• **GIVEN RECORDS**:
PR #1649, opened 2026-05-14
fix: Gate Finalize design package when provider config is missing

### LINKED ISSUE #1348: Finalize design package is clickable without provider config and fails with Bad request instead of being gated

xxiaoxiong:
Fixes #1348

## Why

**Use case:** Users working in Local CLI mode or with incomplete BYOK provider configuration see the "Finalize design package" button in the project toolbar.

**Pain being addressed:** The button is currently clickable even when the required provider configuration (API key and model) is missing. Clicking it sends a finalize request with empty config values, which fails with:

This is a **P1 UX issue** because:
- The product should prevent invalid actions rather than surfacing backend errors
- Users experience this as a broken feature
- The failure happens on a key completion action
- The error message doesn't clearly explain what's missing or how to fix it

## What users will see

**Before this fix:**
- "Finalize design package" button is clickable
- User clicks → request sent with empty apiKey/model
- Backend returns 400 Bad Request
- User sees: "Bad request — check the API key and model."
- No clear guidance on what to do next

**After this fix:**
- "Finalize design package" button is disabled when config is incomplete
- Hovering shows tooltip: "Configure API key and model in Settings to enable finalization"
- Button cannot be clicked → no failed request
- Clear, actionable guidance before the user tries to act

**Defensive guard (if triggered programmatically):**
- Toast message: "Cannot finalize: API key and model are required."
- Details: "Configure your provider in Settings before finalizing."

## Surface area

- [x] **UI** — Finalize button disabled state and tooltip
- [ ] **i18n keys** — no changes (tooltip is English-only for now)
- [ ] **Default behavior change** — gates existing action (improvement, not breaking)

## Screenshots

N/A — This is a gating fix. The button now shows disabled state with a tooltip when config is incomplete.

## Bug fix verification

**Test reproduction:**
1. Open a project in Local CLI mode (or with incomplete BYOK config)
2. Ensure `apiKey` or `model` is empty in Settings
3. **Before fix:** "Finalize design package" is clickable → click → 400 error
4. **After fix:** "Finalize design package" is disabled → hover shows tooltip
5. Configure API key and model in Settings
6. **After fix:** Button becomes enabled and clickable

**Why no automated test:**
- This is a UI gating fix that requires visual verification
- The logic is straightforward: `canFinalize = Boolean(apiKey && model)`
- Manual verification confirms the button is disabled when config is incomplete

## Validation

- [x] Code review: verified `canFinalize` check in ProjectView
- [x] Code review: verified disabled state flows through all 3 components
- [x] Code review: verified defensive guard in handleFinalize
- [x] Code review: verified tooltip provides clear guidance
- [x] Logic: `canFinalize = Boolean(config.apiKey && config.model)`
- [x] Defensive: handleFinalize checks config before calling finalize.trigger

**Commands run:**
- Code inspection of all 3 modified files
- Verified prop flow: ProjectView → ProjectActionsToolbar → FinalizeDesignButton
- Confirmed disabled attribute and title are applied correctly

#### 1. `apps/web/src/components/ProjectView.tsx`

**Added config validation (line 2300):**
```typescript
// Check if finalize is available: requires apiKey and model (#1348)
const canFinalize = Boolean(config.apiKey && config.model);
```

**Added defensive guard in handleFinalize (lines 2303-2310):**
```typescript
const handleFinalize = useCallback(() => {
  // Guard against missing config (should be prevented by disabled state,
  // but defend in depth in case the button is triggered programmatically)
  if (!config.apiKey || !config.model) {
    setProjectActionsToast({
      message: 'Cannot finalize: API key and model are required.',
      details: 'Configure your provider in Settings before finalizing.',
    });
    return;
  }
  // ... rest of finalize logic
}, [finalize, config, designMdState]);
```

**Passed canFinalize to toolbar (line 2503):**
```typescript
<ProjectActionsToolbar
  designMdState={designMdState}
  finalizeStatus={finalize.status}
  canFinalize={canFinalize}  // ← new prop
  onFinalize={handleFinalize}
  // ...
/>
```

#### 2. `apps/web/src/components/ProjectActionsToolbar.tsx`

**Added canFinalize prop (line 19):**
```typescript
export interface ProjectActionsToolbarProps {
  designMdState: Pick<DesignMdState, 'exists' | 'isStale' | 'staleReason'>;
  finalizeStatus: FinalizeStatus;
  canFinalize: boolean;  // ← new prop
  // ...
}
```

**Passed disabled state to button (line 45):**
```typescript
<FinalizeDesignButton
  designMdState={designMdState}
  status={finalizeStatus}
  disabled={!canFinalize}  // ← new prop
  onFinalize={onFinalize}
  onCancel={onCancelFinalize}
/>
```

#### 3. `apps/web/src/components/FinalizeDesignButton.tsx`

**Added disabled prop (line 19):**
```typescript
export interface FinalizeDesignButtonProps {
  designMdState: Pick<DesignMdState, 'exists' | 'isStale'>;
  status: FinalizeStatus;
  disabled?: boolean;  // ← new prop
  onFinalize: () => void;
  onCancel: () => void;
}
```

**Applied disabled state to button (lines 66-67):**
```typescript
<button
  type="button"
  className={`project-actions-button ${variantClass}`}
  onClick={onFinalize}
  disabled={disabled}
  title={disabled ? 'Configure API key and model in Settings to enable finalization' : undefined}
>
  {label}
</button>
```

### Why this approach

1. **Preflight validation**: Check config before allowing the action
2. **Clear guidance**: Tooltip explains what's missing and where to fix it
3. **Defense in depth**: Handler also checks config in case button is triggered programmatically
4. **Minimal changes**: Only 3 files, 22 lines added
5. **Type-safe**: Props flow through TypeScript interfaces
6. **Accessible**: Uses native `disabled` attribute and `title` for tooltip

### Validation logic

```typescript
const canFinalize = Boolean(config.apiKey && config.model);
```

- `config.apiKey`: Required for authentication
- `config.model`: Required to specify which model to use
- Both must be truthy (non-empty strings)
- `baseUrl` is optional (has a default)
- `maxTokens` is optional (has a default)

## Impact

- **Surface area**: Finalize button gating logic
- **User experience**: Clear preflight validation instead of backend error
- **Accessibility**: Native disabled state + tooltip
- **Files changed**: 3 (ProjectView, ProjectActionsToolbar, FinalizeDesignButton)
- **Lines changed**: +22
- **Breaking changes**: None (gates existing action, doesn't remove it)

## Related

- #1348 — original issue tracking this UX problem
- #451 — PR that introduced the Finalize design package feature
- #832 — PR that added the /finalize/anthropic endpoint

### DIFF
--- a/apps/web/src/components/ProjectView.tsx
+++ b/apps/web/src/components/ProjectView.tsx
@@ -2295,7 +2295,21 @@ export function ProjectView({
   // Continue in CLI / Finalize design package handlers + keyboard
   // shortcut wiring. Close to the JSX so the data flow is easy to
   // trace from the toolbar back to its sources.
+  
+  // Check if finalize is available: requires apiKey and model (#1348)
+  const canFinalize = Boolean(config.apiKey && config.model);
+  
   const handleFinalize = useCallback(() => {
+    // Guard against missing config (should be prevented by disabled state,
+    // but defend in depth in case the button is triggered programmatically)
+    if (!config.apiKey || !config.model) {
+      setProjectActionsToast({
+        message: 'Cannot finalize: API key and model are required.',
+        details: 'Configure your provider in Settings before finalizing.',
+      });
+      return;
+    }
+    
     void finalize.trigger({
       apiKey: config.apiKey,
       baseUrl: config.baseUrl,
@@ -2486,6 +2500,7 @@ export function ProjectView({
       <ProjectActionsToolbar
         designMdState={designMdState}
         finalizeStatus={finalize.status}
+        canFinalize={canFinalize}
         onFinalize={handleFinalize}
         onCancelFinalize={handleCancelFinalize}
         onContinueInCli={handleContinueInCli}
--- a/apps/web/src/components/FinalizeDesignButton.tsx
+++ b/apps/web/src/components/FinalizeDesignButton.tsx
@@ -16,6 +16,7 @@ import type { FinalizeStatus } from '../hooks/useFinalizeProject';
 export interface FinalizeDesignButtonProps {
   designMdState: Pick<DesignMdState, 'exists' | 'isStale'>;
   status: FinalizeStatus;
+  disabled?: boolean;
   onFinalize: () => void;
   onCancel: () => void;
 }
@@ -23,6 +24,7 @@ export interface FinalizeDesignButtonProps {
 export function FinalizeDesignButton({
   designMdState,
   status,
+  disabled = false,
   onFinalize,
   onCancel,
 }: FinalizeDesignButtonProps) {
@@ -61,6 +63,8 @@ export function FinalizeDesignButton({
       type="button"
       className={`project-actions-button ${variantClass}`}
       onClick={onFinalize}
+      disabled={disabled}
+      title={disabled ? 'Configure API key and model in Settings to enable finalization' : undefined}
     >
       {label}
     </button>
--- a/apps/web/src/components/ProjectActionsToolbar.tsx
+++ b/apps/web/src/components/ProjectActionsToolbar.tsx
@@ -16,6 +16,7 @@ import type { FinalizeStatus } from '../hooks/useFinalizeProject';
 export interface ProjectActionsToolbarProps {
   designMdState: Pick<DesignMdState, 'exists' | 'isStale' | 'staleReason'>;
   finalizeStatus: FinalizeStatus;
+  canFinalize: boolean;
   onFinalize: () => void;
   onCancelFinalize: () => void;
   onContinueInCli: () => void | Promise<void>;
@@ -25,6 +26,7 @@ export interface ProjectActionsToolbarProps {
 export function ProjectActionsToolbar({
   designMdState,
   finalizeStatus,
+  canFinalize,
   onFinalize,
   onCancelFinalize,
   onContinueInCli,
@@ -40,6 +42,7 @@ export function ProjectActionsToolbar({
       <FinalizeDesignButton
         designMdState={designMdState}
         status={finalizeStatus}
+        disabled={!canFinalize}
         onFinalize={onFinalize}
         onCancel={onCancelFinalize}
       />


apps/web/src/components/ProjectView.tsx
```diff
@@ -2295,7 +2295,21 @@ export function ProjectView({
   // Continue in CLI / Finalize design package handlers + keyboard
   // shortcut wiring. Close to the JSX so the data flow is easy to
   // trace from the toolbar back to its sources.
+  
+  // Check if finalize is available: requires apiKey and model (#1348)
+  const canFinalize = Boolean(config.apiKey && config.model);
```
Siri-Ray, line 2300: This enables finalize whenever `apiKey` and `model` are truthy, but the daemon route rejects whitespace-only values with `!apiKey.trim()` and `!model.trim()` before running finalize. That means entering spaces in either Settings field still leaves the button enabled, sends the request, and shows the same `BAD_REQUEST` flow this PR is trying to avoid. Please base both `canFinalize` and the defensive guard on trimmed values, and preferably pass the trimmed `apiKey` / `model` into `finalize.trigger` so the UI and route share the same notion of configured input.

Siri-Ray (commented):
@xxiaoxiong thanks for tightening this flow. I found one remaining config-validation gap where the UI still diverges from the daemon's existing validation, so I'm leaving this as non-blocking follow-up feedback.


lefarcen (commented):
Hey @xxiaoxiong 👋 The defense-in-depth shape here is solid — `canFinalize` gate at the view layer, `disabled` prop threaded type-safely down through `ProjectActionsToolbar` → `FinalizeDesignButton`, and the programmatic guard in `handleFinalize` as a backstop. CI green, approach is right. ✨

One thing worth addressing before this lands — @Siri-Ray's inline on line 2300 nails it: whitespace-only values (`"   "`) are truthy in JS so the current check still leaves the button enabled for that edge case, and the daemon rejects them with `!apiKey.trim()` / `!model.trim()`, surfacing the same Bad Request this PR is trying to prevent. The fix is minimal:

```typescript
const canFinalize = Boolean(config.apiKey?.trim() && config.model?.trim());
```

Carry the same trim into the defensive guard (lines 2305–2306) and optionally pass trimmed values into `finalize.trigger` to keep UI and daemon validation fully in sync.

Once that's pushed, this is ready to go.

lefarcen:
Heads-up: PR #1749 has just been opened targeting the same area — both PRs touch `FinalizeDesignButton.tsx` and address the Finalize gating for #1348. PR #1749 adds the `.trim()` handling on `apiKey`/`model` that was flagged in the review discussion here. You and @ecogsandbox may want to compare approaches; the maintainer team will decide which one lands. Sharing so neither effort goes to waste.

• **YOUR TASK**: Out of the data above, transcribe exactly and only the lines starting with the line that has "- Button cannot" and going on through the line that has "- [ ] **Default", both included.

• **TASK RESULT**:
- Button cannot be clicked → no failed request
- Clear, actionable guidance before the user tries to act

**Defensive guard (if triggered programmatically):**
- Toast message: "Cannot finalize: API key and model are required."
- Details: "Configure your provider in Settings before finalizing."

## Surface area

- [x] **UI** — Finalize button disabled state and tooltip
- [ ] **i18n keys** — no changes (tooltip is English-only for now)
- [ ] **Default behavior change** — gates existing action (improvement, not breaking)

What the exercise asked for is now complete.